[Input data — start]
PR #113, opened 2023-11-10
Assign RPIP number to balance-price-timing

LongForWisdom:
Per RPIP-1, number assigned and date set to date of number assignment.


Valdorff (approved):
Good catch - should have a number to be merged here.

Valdorff:
@darrenlangley could you add a forum thread to this? If not, I'll merge in a few hours anyhow, but would save the later step if you can get to it.

darrenlangley:
> @darrenlangley could you add a forum thread to this? If not, I'll merge in a few hours anyhow, but would save the later step if you can get to it.

Actually, I think this is chicken and egg. It would be good to have an RPIP number for the forum post so that it is recognisable later. Would be great if you can merge and I will make an update for the forum post. I have the forum post drafted.

PR #114, opened 2023-11-13
FOR REVIEW: Portal Improvements - Updates, LaTeX, etc

LongForWisdom:
Ended up being more than just latex stuff. This PR includes.

**Major Changes**
* Updating to most recent github pages version. 
* Modified parser from Kramdown to GFM. This should fix the issues we've seen with tables.
* Updated to MathJax 3 (LaTeX renderer.)

**Minor Changes**
* Updated the readme to reflect that there is an automatic build process now. 
* Fixed VOPs image links
* Fixed RPIP-30 image links
* Fixed RPIP-30 LaTeX output. See [staging](https://longforwisdom.github.io/RPIPs/RPIPs/RPIP-30#specification).
* Fixed RPIP-33 LaTeX output. See [staging](https://longforwisdom.github.io/RPIPs/RPIPs/RPIP-33#voting-power-function).
* Added CSS to fix block LaTeX display. 
* Added 'how-to-LaTeX' instructions to the RPIP template.

**Caveats**
* Inline LaTeX is hit or miss. This is the best we can get without a non-trivial time investment.
* LaTeX rendering on firefox looks janky, but is fully readable. This is due to use of the :has pseudo-class. My understanding is that support for this should make it into firefox at some point in the next year or so.

At this point I'm fairly happy with the changes and results, and would recommend taking the PR.


Valdorff (approved):
This looks good to me both skimming code and looking at staging.

Thanks for the effort on this esoteric bit of fun!

PR #119, opened 2023-11-28
FOR REVIEW: Updated RPIP-28 and RPIP-30 with vote results.

LongForWisdom:
https://longforwisdom.github.io/RPIPs/active

image
image
image

Note per previous convention, have gone with 2023-11-16 and not worried too much about the TZ difference (shows as 17th here)


htimsk (approved):
Looks good.

PR #120, opened 2023-11-28
updated with Nov awards

shfryn:


Valdorff (approved):
Note the dates of awards have been changed to reflect when the challenge period expires.

Looks good. I hate reviewing tables, and am glad there's decent diff tools out there to help highlight things.

PR #131, opened 2024-01-25
Updated expense label with correct dev funding period

darrenlangley:


Valdorff (approved):
This had previously been fixed elsewhere. Good catch.

PR #134, opened 2024-02-06
Add RPIP-38

jshufro:


Valdorff (approved):
Accelerating to review. Vote text and RPIP should both get reviewed before this is finalized.

PR #151, opened 2024-03-06
Now complete draft for committee stipends.

LongForWisdom:


RPIPs/RPIP-committee_stipends.md
```diff
@@ -0,0 +1,130 @@
...
+$$
+```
[Input data — finish]
Each line above is to be reproduced exactly.

- **Solution to the problem**
PR #113, opened 2023-11-10
Assign RPIP number to balance-price-timing

LongForWisdom:
Per RPIP-1, number assigned and date set to date of number assignment.


Valdorff (approved):
Good catch - should have a number to be merged here.

Valdorff:
@darrenlangley could you add a forum thread to this? If not, I'll merge in a few hours anyhow, but would save the later step if you can get to it.

darrenlangley:
> @darrenlangley could you add a forum thread to this? If not, I'll merge in a few hours anyhow, but would save the later step if you can get to it.

Actually, I think this is chicken and egg. It would be good to have an RPIP number for the forum post so that it is recognisable later. Would be great if you can merge and I will make an update for the forum post. I have the forum post drafted.

PR #114, opened 2023-11-13
FOR REVIEW: Portal Improvements - Updates, LaTeX, etc

LongForWisdom:
Ended up being more than just latex stuff. This PR includes.

**Major Changes**
* Updating to most recent github pages version. 
* Modified parser from Kramdown to GFM. This should fix the issues we've seen with tables.
* Updated to MathJax 3 (LaTeX renderer.)

**Minor Changes**
* Updated the readme to reflect that there is an automatic build process now. 
* Fixed VOPs image links
* Fixed RPIP-30 image links
* Fixed RPIP-30 LaTeX output. See [staging](https://longforwisdom.github.io/RPIPs/RPIPs/RPIP-30#specification).
* Fixed RPIP-33 LaTeX output. See [staging](https://longforwisdom.github.io/RPIPs/RPIPs/RPIP-33#voting-power-function).
* Added CSS to fix block LaTeX display. 
* Added 'how-to-LaTeX' instructions to the RPIP template.

**Caveats**
* Inline LaTeX is hit or miss. This is the best we can get without a non-trivial time investment.
* LaTeX rendering on firefox looks janky, but is fully readable. This is due to use of the :has pseudo-class. My understanding is that support for this should make it into firefox at some point in the next year or so.

At this point I'm fairly happy with the changes and results, and would recommend taking the PR.


Valdorff (approved):
This looks good to me both skimming code and looking at staging.

Thanks for the effort on this esoteric bit of fun!

PR #119, opened 2023-11-28
FOR REVIEW: Updated RPIP-28 and RPIP-30 with vote results.

LongForWisdom:
https://longforwisdom.github.io/RPIPs/active

image
image
image

Note per previous convention, have gone with 2023-11-16 and not worried too much about the TZ difference (shows as 17th here)


htimsk (approved):
Looks good.

PR #120, opened 2023-11-28
updated with Nov awards

shfryn:


Valdorff (approved):
Note the dates of awards have been changed to reflect when the challenge period expires.

Looks good. I hate reviewing tables, and am glad there's decent diff tools out there to help highlight things.

PR #131, opened 2024-01-25
Updated expense label with correct dev funding period

darrenlangley:


Valdorff (approved):
This had previously been fixed elsewhere. Good catch.

PR #134, opened 2024-02-06
Add RPIP-38

jshufro:


Valdorff (approved):
Accelerating to review. Vote text and RPIP should both get reviewed before this is finalized.

PR #151, opened 2024-03-06
Now complete draft for committee stipends.

LongForWisdom:


RPIPs/RPIP-committee_stipends.md
```diff
@@ -0,0 +1,130 @@
...
+$$
+```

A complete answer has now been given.